PART 3: GROUP THEORY

My interest in vision as key to AI stems from several observations. A few such observations are:

(1) Machines seem to be increasingly taking the same IQ tests that humans take (at University of Gothenburg: http://www.gizmag.com/swedish-program-150iq/21465/; at MIT: http://news.uic.edu/a-computer-as-smart-as-a-four-year-old), and many such IQ test problems like analogies (http://apps.nthfusion.com/1_analogy.php), Raven’s Progressive Matrices (http://wanttolearnmath.edublogs.org/2013/01/29/raven-matrices-test/), and box folding problems (http://www.fibonicci.com/spatial-reasoning/test/) require understanding based amost solely on vision.
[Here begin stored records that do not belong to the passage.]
PR #628, opened 2022-09-15
Split hosting extensions into Castle.Windsor.Extensions.Hosting

### LINKED ISSUE #625: Split hosting extensions from Castle.Windsor.Extensions.DependencyInjection into separate package
`Castle.Windsor.Extensions.DependencyInjection` contains a dependency to hosting related packages (`Microsoft.Extensions.Hosting`). You however don't always need hosting when using `Microsoft.Extensions.DependencyInjection.Abstractions`. It would be great if the hosting related functions could be split off into a `Castle.Windsor.Extensions.Hosting` package.

For example, I'm working on implementing Windsor for a front-end application which uses Microsofts DI abstractions. I'd prefer not to have hosting related dependencies in my front-end application.

#624 would reduce the pain, but the change suggested in this issue would be much better.

ikkentim:
Closes #625


jonorossi (approved):

jonorossi:
Looks great, merged.

PR #641, opened 2022-11-30
Changes to only support .net 7.0 and onwards

renemadsen:
This removes support for all older framworks older than .net 7.0
This also removes tests for those removed frameworks.
This adds:

- Dependabot
- Github Actions build scripts
- Github Actions build script for releasing to nuget.org for faster deployment of new releases.


jonorossi:
Closing this pull request. We won't be dropping all target frameworks prior to .NET 7.

PR #645, opened 2023-01-20
Fixed null access

zii-dmg:
`parentContext` was checked for null after access to `parentContext.Handler` and `.ReleasePolicy`

### DIFF
--- a/src/Castle.Windsor/MicroKernel/Context/CreationContext.cs
+++ b/src/Castle.Windsor/MicroKernel/Context/CreationContext.cs
@@ -67,7 +67,7 @@ namespace Castle.MicroKernel.Context
 		/// <param name = "parentContext"> The parent context. </param>
 		/// <param name = "propagateInlineDependencies"> When set to <c>true</c> will clone <paramref name = "parentContext" /> <see cref = "AdditionalArguments" /> . </param>
 		public CreationContext(Type requestedType, CreationContext parentContext, bool propagateInlineDependencies)
-			: this(parentContext.Handler, parentContext.ReleasePolicy, requestedType, null, null, parentContext)
+			: this(parentContext?.Handler, parentContext?.ReleasePolicy, requestedType, null, null, parentContext)
 		{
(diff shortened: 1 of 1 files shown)


jonorossi:
We really need a unit test for a case where the parent context is null. If this is a bug, it hasn't surfaced in nearly 20 years.

zii-dmg:
Found by static analyzer.

zii-dmg:
It's public API. Anyone can pass null and will get `NullReferenceException` instead of `ArgumentNullException`.

src/Castle.Windsor/MicroKernel/Context/CreationContext.cs
```diff
@@ -67,7 +67,7 @@ public class CreationContext :
 		/// <param name = "parentContext"> The parent context. </param>
 		/// <param name = "propagateInlineDependencies"> When set to <c>true</c> will clone <paramref name = "parentContext" /> <see cref = "AdditionalArguments" /> . </param>
 		public CreationContext(Type requestedType, CreationContext parentContext, bool propagateInlineDependencies)
-			: this(parentContext.Handler, parentContext.ReleasePolicy, requestedType, null, null, parentContext)
+			: this(parentContext?.Handler, parentContext?.ReleasePolicy, requestedType, null, null, parentContext)
```
jonorossi, line 70: The problem with doing this is that you call the other constructor passing a null `IHandler` and `IReleasePolicy` which isn't valid.

You'll find that Windsor likely has a bunch of these "bugs" that aren't hurting anyone because Windsor's original design was to be completely open with everything marked public, you can see `ResolutionContext` in the same file is public with no checking, but is never created by users. We've been slowly closing things with Castle DynamicProxy because we needed to to keep the public API sane and make changes, however Windsor is still completely open.

I'd like to see Windsor enable nullable reference types, however accepting this pull request would mean that the other constructor needs to accept null and run to completion to then run this constructor which throws.

jonorossi (changes requested):

PR #655, opened 2023-07-20
Add GitHub actions

Toxantron:
I took the relevant changes from #641 about GitHub actions and combined them with the [actions from Castle Core](https://github.com/castleproject/Core/blob/master/.github/workflows/build.yml).

Right now I am having an issue with exit code one caused by test projects not availabe for a certain framework version.


.github/workflows/dotnet.yml
```diff
@@ -0,0 +1,85 @@
...
+    runs-on: ubuntu-latest
+
+    steps:
+    - uses: actions/checkout@v2
+    
+    # Install all supported .NET versions
+    - name: Install .NET Core 3.1
+      uses: actions/setup-dotnet@v1
+      with:
+        dotnet-version: 3.1.x
```
jonorossi, line 22: I'd say it's time to remove support for .NET Core 3.1, support ended 2022-12-13. We've got .NET 6 targeting in 6.0.0. If 3.1 gets in the way, submit a separate PR for it.

jonorossi:
@Toxantron I've marked your pull request draft. I've added a Gmail filter to star Castle tickets so they don't get lost in my inbox, but mention me if I don't respond in a couple of days.

.github/workflows/dotnet.yml
jonorossi: I don't have an objection if .NET Framework was removed but .NET Standard 2.0 was kept. That means users that still haven't migrated have an easier path by keeping support for .NET Framework 4.6.1+ (really .NET Framework 4.7.2) and means .NET Framework only technologies/APIs can be removed. Maybe there is no need for .NET Standard either, however check out some open source libraries that depend on Windsor to find out their targets.

Can you create an issue describing exactly what you propose and ask for others to provide their opinions/proposals.

Toxantron: For now I switched the netcore3.1 test to net 6 and got the net462 tests running as well. I will create a separate issue for discussing end of support for older frameworks.

Toxantron:
@jonorossi I completed the action scripts for Windows and Linux. On Linux we run everything for net6.0 and on windows the net462 tests only. The successful runs and unit tests you can find [here](https://github.com/PHOENIXCONTACT/Windsor/actions).

I kept the release script from @renemadsen and cleaned it up a little bit, but it is basically untested.

Let me know, what you think.

Toxantron:
@jonorossi do you need anything else to merge this? I could test the release script under a different ID on our myget feed, still would not garantuee correct behavior for upstream.

With this being merged we could at least disable AppVeyor CI runs.

.github/workflows/dotnet-release.yml
```diff
@@ -0,0 +1,43 @@
...
+    - name: Get the version
+      id: get_version
+      run: echo ::set-output name=VERSION::$(echo $GITHUB_REF | cut -d / -f 3 | cut -d "v" -f 2)
+
+    - name: Build
+      run: dotnet build Castle.Windsor.sln --configuration Release
+    - name: Pack
+      run: dotnet pack Castle.Windsor.sln -c Release -o artifacts -p:PackageVersion=${{ steps.get_version.outputs.VERSION }}
+
+    - name: Push generated Rebus package to GitHub registry
```
jonorossi, line 42: This isn't Rebus and it's not being pushed to GitHub Packages.

We have a NuGet feed with AppVeyor for all builds, can we do the same with GitHub Packages so we can test the packages.

.github/workflows/dotnet-release.yml
```diff
@@ -0,0 +1,43 @@
...
+  build-lin:
+    name: Build and test Linux
+    uses: ./.github/workflows/build-test-linux.yml
+      
+  build-win:
+    name: Build and test on Windows
+    uses: ./.github/workflows/build-test-win.yml
+      
+  deploy:
+    needs: [build-lin, build-win]
```
jonorossi, line 18: Why does the deployment need both Linux and Windows build binaries?

jonorossi:
I've added a couple review comments. If you can get packages published to GitHub Packages I'll take a detailed look at the output to confirm they are what I expect.

.github/workflows/dotnet-release.yml
Toxantron: I wanted to make sure that build and deployment run build and test again before publishing. In our projects it is standard practise to have CI runs with tests and still perform them again in the release pipeline.

jonorossi: Fair enough. However, the deployment pipeline doesn't actually use the tested binaries.

Toxantron: No it does not. Uploading and downloading artifacts did not seem worth the effort. I only use it as a condition.

Toxantron:
I confirmed the [release pipeline](https://github.com/PHOENIXCONTACT/Windsor/actions/runs/5679327222) works and I have created [packages](https://github.com/orgs/PHOENIXCONTACT/packages?repo_name=Windsor) for tags.

However using `GITHUB_TOKEN` causes issues when pushing multiple packages for the first time. Rerunning the same job creates the missing packages. Since we rebuild anyways this does not even cause issues with expired artifacts.

jonorossi:
The AppVeyor package feed is for CI builds (i.e. every build), you don't have to tag them. See the readme:
https://github.com/castleproject/Windsor#nuget-preview-feed

Maybe we don't really need it anymore, and we should just tag pre-release packages more often publishing betas to nuget.org.

Since you've got that publishing working, leave it for now. I don't have time tonight too look at the package contents, but it's a great test for publishing to nuget.org.

Toxantron:
We could have both. Push CI packages to GitHub after every merge on main and push to nuget.org for tags.

Toxantron:
A shame we never got this across the finish line.

Issue #595, opened 2021-04-05
 Castle.Windsor.Extensions.DependencyInjection No Scope Available


EricMKaufman:
I am using this nuget package to configure Castle Windsor as the DI container. https://www.nuget.org/packages/Castle.Windsor.Extensions.DependencyInjection/

This works fine except for when I try to resolve classes with an IHttpHandler. I get the error: InvalidOperationException: No scope available

What is the correct way to create scope for an HttpHandler?

Here's a sample application reproducing the issue:

```c#
namespace WebApplication1
{
    public class Global : System.Web.HttpApplication
    {
        public static IWindsorContainer Container;

        protected void Application_Start(object sender, EventArgs e)
        {
            Console.WriteLine("Hello World!");

            Container = new WindsorContainer();
            var host = new HostBuilder()
                .UseWindsorContainerServiceProvider(Container)
                .ConfigureServices((hostContext, services) =>
                {
                    services.AddScoped<IFakeHttpClient, FakeHttpClient>();
                    services.AddHttpClient<IFakeHttpClient, FakeHttpClient>((client) =>
                    {
                        client.BaseAddress = new Uri("http://test");
                    });
                })
                .Build();

            //Note: This works great
            var resolved = Container.Resolve<IFakeHttpClient>();
        }

        protected void Session_Start(object sender, EventArgs e)
        {

        }

        protected void Application_BeginRequest(object sender, EventArgs e)
        {

        }

        protected void Application_AuthenticateRequest(object sender, EventArgs e)
        {

        }

        protected void Application_Error(object sender, EventArgs e)
        {

        }

        protected void Session_End(object sender, EventArgs e)
        {

        }

        protected void Application_End(object sender, EventArgs e)
        {

        }
    }


    public class FakeHttpClient : IFakeHttpClient
    {
        private readonly HttpClient _httpClient;

        public FakeHttpClient(HttpClient httpClient)
        {
            _httpClient = httpClient;
        }
    }

    public interface IFakeHttpClient
    {
    }
    public class HttpHandler : IHttpHandler
    {
        public void ProcessRequest(HttpContext context)
        {
            using (var scope = Global.Container.BeginScope())
            {
                //error here
                var httpClient = Global.Container.Resolve<IFakeHttpClient>();
            }
        }

        public bool IsReusable => false;
    }


}
```

EricMKaufman:
[...]

PR #662, opened 2023-08-06
Bugfix ms di no available scope

### LINKED ISSUE #646: NET 6.0  ForcedScope Failed with "No Available Scope" on  GET request
First of all, great work all of you. I'm trying to port some project of mine to NET 6.0 and AspNetCore, which are new to me. 
I've downloaded master, and using the Castle.Windsor.Extensions.Dependency.Injection. 
When I run a simple Hello World I'm facing a "No Scope Available exception".

My initialization code is pretty simple, just trying to put all together:

    private static void Main(string[] args)
    {
        IApplicationInitializer initializer;
        var builder = WebApplication.CreateBuilder(args);
        builder.Host.UseTaxologicCoreInitialization("WebPortal", out initializer);
        initializer.Initialize();

        var app = builder.Build();

        app.MapGet("/", () => "Hello World!");

        app.Run();
    }

IAplicationInitializer implementation does all the windsor registration.

UseTaxologicCoreInitialization  is just

        public static IHostBuilder UseTaxologicCoreInitialization(this IHostBuilder hostBuilder, string _webSiteName, out IApplicationInitializer initializer)
        {
            var ioc = new WindsorContainer();
            var f = new WindsorServiceProviderFactory(ioc);
            ioc.Register(Component.For<IHostBuilder>().Instance(hostBuilder));

            initializer = new WindsorApplicationInitializer(ioc, new AppPathFinder(), _webSiteName);

            return hostBuilder.UseWindsorContainerServiceProvider(f);
        }

If I run this code, it fails at app.Run() when it gets it first request to /  with an exception "No Scope Available" at line 27 of ExtensionContainerScopeCache , 
that comes fron ForcedScope constructor.

For what I can infere from the code, as I'm no expert in Castle internals, the ForcedScope stashes the current Scope, set as current the passed one and restores it on ForcedSope disposal. The problem is that when there is no current scope in the cache it fails when tries to get it to set previousScope in
		
```
internal ForcedScope(ExtensionContainerScopeBase scope)
		{
			previousScope = ExtensionContainerScopeCache.Current;
			this.scope = scope;
			ExtensionContainerScopeCache.Current = scope;
		}
```

I did a couple of  small changes to prevent that,  and the exception has gone.
These are the changes so you can evaluate them and include if you think that has value:

in ExtensionContainerScopeCache I added a getter to know if Current has value

```
internal static bool hasContext
		{
			get => current.Value is not null;
		}

```
in ForcedScope I changed the Constructor with this
		
```
internal ForcedScope(ExtensionContainerScopeBase scope)
		{
			if (ExtensionContainerScopeCache.hasContext)
				previousScope = ExtensionContainerScopeCache.Current;
			else
				previousScope = null;
			this.scope = scope;
			ExtensionContainerScopeCache.Current = scope;
		}
```

It just prevent the exception if there is no current scope

Looking forward to hear your comments about the changes, or any comments on how to prevent the exception by other means

Thanks in advance

Fernando

rvdginste:
Fixes #646


AGiorgetti:
I tested this code and there are cases in which it still fail in an AspNet Core project.

The main issue is:
- register a singleton service in the service collection (like a logger).
- start an Unsafe threadpoool thread
- resolve the service using the underlying WindsorContainer (other libraries might have their own wrapper around castle) leads to a null reference exception in the lifestyle scope accessors.

I openend another PR with some more tests and code changes to be evaluated that can help finding a solution

rvdginste:
@AGiorgetti @jonorossi 

I am starting to think that the safest thing to do now (at least for now) is to revert the code to the original static root sope, so that the code is 100% compatible with the earlier version of the extension. Then we no longer support concurrent containers, but existing code should not have problems and it would allow existing projects to upgrade to the new version.

I do want to explore this further, but I am afraid it will take some time to have a good solution.

What do you think?

Ruben

jonorossi:
@rvdginste I'm happy to leave that decision to you guys who are using it.

My only request is to keep all the additional unit tests you are writing, and if you plan on restoring concurrent containers in the future keep them separate and mark `[Ignore("...")]`.

/cc @AGiorgetti

AGiorgetti:
I have no problem reverting the code as long as we keep all the tests (I added even more checking what happens when you attempt to resolve services with different lifecycles in another PR #664)

Looking at the code of dotnet DI you can see that they use a root scope tied to each ServiceProvider they create from the factory; some of the thing we should investigate to support "concurrent" containers (they are not anyway, because the underlying instance of castle windsor is always the same) - imo - are:

- create a "root scope" for each IServiceProvider resolved from the factory: allow for multiple rootscope and create them every time the call CreateServiceProvider() from the provider factory, this should be more similar to what dotnet does.
  We should also check the Dispose() method of WindsorScopedServiceProvider: it should not dispose the container.
- experiment with child containers to simulate dotnet scopes.

Another thing to investigate is how Singleton are handled, I'm not sure having a custom NetStatic lifecycle is a good idea given the fact that under the hood we have a single WindsorContainer instance... why not use the standard Singleton behavior?

anslmorvan:
For some reason I'm not aware of, my code that used to work with previous versions does not work with the latest. I have added a comment in #595 but I think it's worth having it here.

eekodeerder:
My apologies, I am not following the conversation that well.  I have ported a set of applications to .Net 6.0 from .net core 3.0.  All of them use Castle containers.  Some of them use it as a web service on MVC in asp.net.
I am getting the "System.InvalidOperationException: No scope available
   at Castle.Windsor.Extensions.DependencyInjection.Scope.ExtensionContainerScopeCache.get_Current()
   at Castle.Windsor.Extensions.DependencyInjection.WindsorScopedServiceProvider.GetRequiredService(Type serviceType).." exception.
1.  I cannot ascertain:
  a.  Is there a fix for this bug in  6.0.0?
  b.  Is there an indication when this fix (if it is fixed) will be released?
2.  Is there a workaround for this problem using the .net 3.0 method of starting up/configuring the container, or is there a fix which uses a different way of configuring the container?
3. Is there a way for me to obtain the .pdb (symbol) files for the released version to help me identify where it breaks, trying to find a work-around.
4.  Is there a way in which I can contribute to a fix?  This is a rather nasty breakage at the moment for me.

PR #663, opened 2023-08-10
RFC: Replace License URL with expression

### LINKED ISSUE #657: NuGet packages still using deprecated `licenseUrl` element
> WARNING: The <licenseUrl> element is deprecated. Consider using the <license> element instead. Learn more: https://aka.ms/deprecateLicenseUrl.,Readme missing. Go to https://aka.ms/nuget-include-readme learn How to include a readme file within the package.

Could someone submit a pull request to resolve this. The build warning came before tooling supported the newer `license` element so we suppressed the warning (#481), that suppression can now be removed too.

jeme:
This is just an initial attempt to fix: #657 seeking comments on the approach.

 - Replaced the License URL with the SPDX License expression for Apache 2.0 (see https://spdx.org/licenses/)
 - Add Readme file to packages

The following files is currently added to packages as well:
 - ..\..\LICENSE
 - ..\..\buildscripts\ASL - Apache Software Foundation License.txt
 
 This seems a bit redundant, I think it's fair to bundle the actual license with the package, but shouldn't it just be one of those, and preferable the one in the root?


jonorossi (changes requested):
Thanks @jeme.

Regarding the LICENSE file, I agree we should only have one and it should be in the root. Historical mess.

Can you replace `LICENSE` with the content from `buildscripts\ASL - Apache Software Foundation License.txt` so we are including the full license. GitHub appears to only detect the full license text rather than just the file header.

* https://github.com/apache/kafka/blob/trunk/LICENSE
* https://github.com/apache/spark/blob/master/LICENSE

Don't forget to remove the `licenseUrl` warning suppression as mentioned in the ticket.

jonorossi:
@jeme Can you also do the replacement as 2 commits so git reports a rename without content change in the second commit.

jeme:
> @jeme Can you also do the replacement as 2 commits so git reports a rename without content change in the second commit.

Will try to get it done that way, it will likely require me fiddling a bit around.

jeme:
Forgot the part about suppression, should be fixed now.

As for the 2 commit thing, I had to delete ./LICENSE in the first commit before moving the other file into that location in the second commit to get it to recognize it as a rename as far as I could figure out.

It TECHNICALLY leaves the first commit in a broken state, while I could technically fix that up, for now I didn't as it would generate extra noise instead as I would have to change the common.props in both commits.

If you wish I do that just say.

jonorossi (approved):
You've done it exactly as I expected. I just wanted the history of the LICENSE file to show a rename so it's clear nothing has actually changed.

jonorossi:
GitHub license detection is fixed as expected:

Screenshot 2023-08-10 at 9 26 32 pm

PR #666, opened 2024-01-18
Bugfix net6 ms di no available scope #662

weixiang-li:


morindo:
This fix works on my machine! ❤️
.NET 6.0

eekodeerder:
This fix works on my projects.  I can now use net6.0.  Thank you.😍

SandraMarszalek:
If it works as other users said can we please get a new release including this change? It is a great blocker

PR #2165, opened 2018-10-11
Authenticator

glitsj16:
Not sure how/when the GNOME filenaming guru's came up with something so ugly (personal opinion), but that's the actual name of the .desktop file (https://gitlab.gnome.org/World/Authenticator/blob/master/data/com.github.bilelmoussaoui.Authenticator.desktop.in)...

Side-note: personally I don't use `firecfg`, but I assume the list entree should be pointing to the program's .desktop file... may need a double-check from someone that does use it.

Regards.

### DIFF
--- a/etc/authenticator.profile
+++ b/etc/authenticator.profile
@@ -1,0 +1,49 @@
+# Firejail profile for authenticator
+# Description: 2FA code generator for GNOME
+# This file is overwritten after every install/update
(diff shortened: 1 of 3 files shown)


netblue30:
Merged, thanks.

SkewedZeppelin:
firecfg just uses the regular binary name, in this case: authenticator

PR #2169, opened 2018-10-11
New profile devilspie

glitsj16:
This is the older version, not to be confused with devilspie2. Offers a few extra's that aren't in devilspie2, so it might be of interest to people still (especially because it has a GUI called gdevilspie, which I'm working on to add to the profiles).

Regards.


netblue30:
Merged, thanks.

PR #2178, opened 2018-10-13
Fix atool for UID/GID > 1000

glitsj16:


glitsj16:
@Fred-Barclay Good question. I only noticed it recently when building a package for Arch with makepkg, which uses fakeroot. Did some more testing and it looks as if it does more than just complain:

$ id -u glitsj16
1001

$ firejail /usr/bin/atool --list firejail-master.zip
Error: cannot read UID_MIN and/or GID_MIN from /etc/login.defs, using 1000 by default
Error unshare: main.c:884 main: Operation not permitted

$ firejail /usr/bin/atool --extract firejail-master.zip
Error: cannot read UID_MIN and/or GID_MIN from /etc/login.defs, using 1000 by default
Error unshare: main.c:884 main: Operation not permitted
firejail-master.zip: archive is empty

glitsj16:
@Fred-Barclay Follow-up: when I whitelist the path where firejail-master.zip resides, atool (and associates) seem to work just fine.

$ firejail --whitelist=~/Downloads /usr/bin/atool --list firejail-master.zip
Archive:  firejail-master.zip
ba4fc8f08c89d87061ab1bba0305b81c6af1bd7e
  Length      Date    Time    Name
        0  2018-10-13 16:23   firejail-master/
      592  2018-10-13 16:23   firejail-master/.gitignore
<output continues as expected>

So `login.defs` is not needed, but shouldn't atool work `everywhere`?

netblue30:
Merged!

PR #2181, opened 2018-10-13
New profile gnome pie

glitsj16:


SkewedZeppelin:
The consensus on programs that launch other programs was decided to not be added to firecfg (so it isn't enabled by default).

Does stuff launched launch under it? else it'll need to be removed.

SkewedZeppelin:
Merged, thanks!

PR #2182, opened 2018-10-13
New profile mencoder

glitsj16:


SkewedZeppelin:
Is mencoder part of mplayer? can it extend mplayer.profile?

glitsj16:
That might indeed be a better way to handle it. Redoing the profile now, need to do some testing first, but it should be fine extending mplayer.profile.

SkewedZeppelin:
Merged, thanks!

PR #2186, opened 2018-10-13
Fix issue #2148: Make sure firejail can find helper programs in sandbox regardless of options.

### LINKED ISSUE #2148: firejail should never fail to find its helper binaries for arbitrary install paths
I found this annoying as I wanted to install a development version in a sub-directory of `$HOME`.  But when I run firefox with firejail using the development binary and profile, I get the following debug lines:
```
sbox run: /home/user/development.forked/firejail.git/installed/lib/firejail/fseccomp drop /run/firejail/mnt/seccomp /run/firejail/mnt/seccomp.postexec @clock,@cpu-emulation,@debug,@module,@obsolete,@raw-io,@reboot,@resources,@swap,acct,add_key,bpf,fanotify_init,io_cancel,io_destroy,io_getevents,io_setup,io_submit,ioprio_set,kcmp,keyctl,mount,name_to_handle_at,nfsservctl,ni_syscall,open_by_handle_at,personality,pivot_root,process_vm_readv,ptrace,remap_file_pages,request_key,setdomainname,sethostname,syslog,umount,umount2,userfaultfd,vhangup,vmsplice allow-debuggers (null) 
Dropping all capabilities
Drop privileges: pid 7, uid 1000, gid 1000, nogroups 1
No supplementary groups
execvp: No such file or directory
Error: failed to run /home/user/development.forked/firejail.git/installed/lib/firejail/fseccomp
Error: proc 26027 cannot sync with peer: unexpected EOF
```

If I add `--whitelist=/home/user/development.forked/firejail.git/installed/lib/firejail`, things work as expected.

Also, if firejail is installed under some mount directory (ie `/media/extra_storage/local-install`), a similar error happens when firejail is run with the `--disable-mnt` option. A similar problem would likely happen if `$HOME` is on a different mount point under `/media` and symlinked in `/home`.  However, here the problem is not resolved with an added `--whitelist` option.  The issue appears to be that by the time firejail attempts to whitelist the firejail lib install directory, `/media` has already been blacklist and thus set to deny users read access.

Firejail should succeed in both these cases (and in all cases where it has been properly installed).  The first issue is fairly straight forward to resolve, but the second one is trickier.

crass:
These changes allow firejail to always be able to find and run its helper libraries even when they are installed in a location that would otherwise be inaccessible in the sandbox (eg. under `${HOME}` or `/media` when `disable-mnt` is enabled), which fixes #2148.  The basic idea behind the implementation is to first unshare firejail's mount namespace and make all mounts private.  Then early on we bind-mount `LIBDIR`, where the helpers programs are actually stored, to `/run/firejail/lib` and have all the helpers be run from there.

Despite there being a fair amount of lines to the changeset, the magic really happens in only a few lines.  The unsharing of the mount namespace and making mounts private happens in `src/firejail/main.c` line 883-886, and the bind-mount of `LIBDIR` in `src/firejail/preproc.c` lines 77-78.

### DIFF
--- a/src/firejail/bandwidth.c
+++ b/src/firejail/bandwidth.c
@@ -406,17 +406,17 @@ void bandwidth_pid(pid_t pid, const char *command, const char *dev, int down, in
 	if (devname) {
 		if (strcmp(command, "set") == 0) {
 			if (asprintf(&cmd, "%s/firejail/fshaper.sh --%s %s %d %d",
-				LIBDIR, command, devname, down, up) == -1)
+				RUN_FIREJAIL_LIB_DIR, command, devname, down, up) == -1)
 				errExit("asprintf");
 		}
 		else {
 			if (asprintf(&cmd, "%s/firejail/fshaper.sh --%s %s",
-				LIBDIR, command, devname) == -1)
+				RUN_FIREJAIL_LIB_DIR, command, devname) == -1)
 				errExit("asprintf");
 		}
 	}
 	else {
-		if (asprintf(&cmd, "%s/firejail/fshaper.sh --%s", LIBDIR, command) == -1)
+		if (asprintf(&cmd, "%s/firejail/fshaper.sh --%s", RUN_FIREJAIL_LIB_DIR, command) == -1)
 			errExit("asprintf");
 	}
 	assert(cmd);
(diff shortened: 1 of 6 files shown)


netblue30:
Looks fine, thanks!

IQ tests are a practical and more logical substitute for the frequently mentioned Turing Test, so I’m glad to see this trend.
(2) Vision is also one of the most difficult problems in AI, so considering vision problems is a quick way to assess the potential power of a given proposed AI architecture.
(3) Language understanding seems to be based on visual information: that words serve more the purpose of invoking images than serving as tokens in a symbol-manipulating system.
(4) One theory is that the brain simulates an inferential visual map of the universe, which serves as the basis of understanding everything in the “perceptual bubble” surrounding the organism. (see: “Henry Markram: A brain in a supercomputer”, http://www.ted.com/talks/henry_markram_supercomputing_the_brain_s_secrets.html, @ 1:46)
(5) Animals seem to use vision as a foundation for most higher level tasks such as path planning, following steps of an algorithm, playing a board game, logic, etc.

This emphasis on vision narrows down the type of math that is likely to be involved as relating to intelligence. I realized that the search for “equations of thought” is such a deep topic that one must consider not just equations and entities within the types of numerical math that we are all used to, like algebra and linear algebra, but one must consider entire *branches* of math that most of us never deal with, especially nonvisual branches of math. This makes sense in retrospect because scalars are 0D entities (essentially points on a line) whereas images are 2D or 3D entities, so one wouldn’t expect a higher dimensional entity to be easily describable using single numerical values. Even with an array you’d still be dealing with a finite set of numerical values to describe a continuous object with an uncountably infinite number of points, so there is obviously an inherent disparity there.

It is interesting to note that math isn’t officially divided into two superbranches called “numerical” and “non-numerical”: that is my own classification I find useful for this pursuit of the mathematics of thought. Fortunately, James Bailey makes a similar implication when he calls math operations on numbers-as-we-know-them “numerocentric operations” (After Thought: The Computer Challenge to Human Intelligence”, James Bailey, 1996, page 9), so at least I know I’m not alone in my manner of thinking about this problem.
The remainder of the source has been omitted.